October 2020

Saturday, October 17, 2020

ElasticSearch (Introduction)

Q. What is ElasticSearch?

ElasticSearch is an open source analytics and full text search engine.

Often used to enable search functionality for applications. One can built complex search functionality using Elastic Search. Can also be used to aggregate data and analyze results.

Data is stored as documents (JSON Object) in ElasticSearch.

e.g A document in ElasticSearch corresponds to a row in a relational database (for better understanding).

This document contains fields which corresponds to columns in a relational database row.

e.g

{

"Name": "James Bond",

"DOB": "01-01-1999",

"EmployeeID":"10203"

}

Data is stored in Nodes. There are multiple nodes and each node stores a part of the data.

Node is an instance of ElasticSearch. A machine can have many nodes. To store large datasets, we use multiple machines, each having multiple nodes. Best to have a node per machine.

Set of nodes is called a Cluster.

Every document in ElasticSearch is stored within an index (all documents need to be indexed).

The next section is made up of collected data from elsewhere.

PR #246, opened 2017-01-31
[8.0][stock_putaway_strategy][FIX] Allows a user that is not Warehouse user or manager to access to the product form

JordiBForgeFlow:
When module "stock_putaway_strategy" is installed only Warehouse/User and Warehouse/Manager can access to the product form. 

After this PR, all users can access to the product form, but only users that belong to the group "Warehouse/User" can access to the section for Putaway strategies in the Inventory tab.

PR #247, opened 2017-01-31
[9.0][stock_putaway_strategy][FIX] Allows a user that is not Warehouse user or manager to access to the product form

JordiBForgeFlow:
Warehouse/User and Warehouse/Manager can access to the product form.
After this PR, all users can access to the product form,
but only users that belong to the group "Warehouse/User"
can access to the section for Putaway strategies in the Inventory tab.

Same as #246 but for 9.0


JordiBForgeFlow:
cc @mreficent @JosDeGraeve @lasley

lasley (approved):

LoisRForgeFlow (approved):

e.g A document containing a person's details like name, country, DOB etc may be stored in an index names "people_index".

Indexes are broken into shards which resides on nodes. Based on the capacity of node(s), shards are created and they reside on the nodes. Sharding helps in improving performance since queries can now be run in parallel on multiple shards.

By default, an index has one shard and we can configure to increase/decrease the # of shards using split/shrink API.

But what if a node/shard fails? Will we lose data?

If there is no copy of the data, we will lose data. Replication is enabled by default in ElasticSearch. Default value is 1.

Replication is configured at the index level. We can choose the # of replicas we need while creating an index (default is 1 as mentioned above). Copies of shards are created. These copies are known as "replicas" or "replica shards".

The main shard is known as the "primary shard" and a replication group (primary and replicas) is created.

As obvious the replicas will be stored in different nodes to avoid a single point of failure.

But what if I have only one node?

Replication in one node makes no sense since failure of node will lead to loss of data. Need to have a minimum of 2 nodes for replication to be effective.

How is replication distributed?

1 node:

Replication ineffective.

2 nodes:

With the default configuration of 1, the replicas will be placed in the other node (other than the primary)
With a configuration > 1, all replicas will be placed in the other node (other than the primary)

> 2 nodes:

With a configuration > 1, all replicas will be distributed across multiple nodes to improve availability and fault tolerance.

What does replication achieve?

High availability (replica available in case of downtime)
Throughput (since search queries can be routed to replica as well and hence improve performance)

Can we take backups of the data?

Snapshots can be taken at any point in time (at index level or cluster level). Can be used to restore data as well.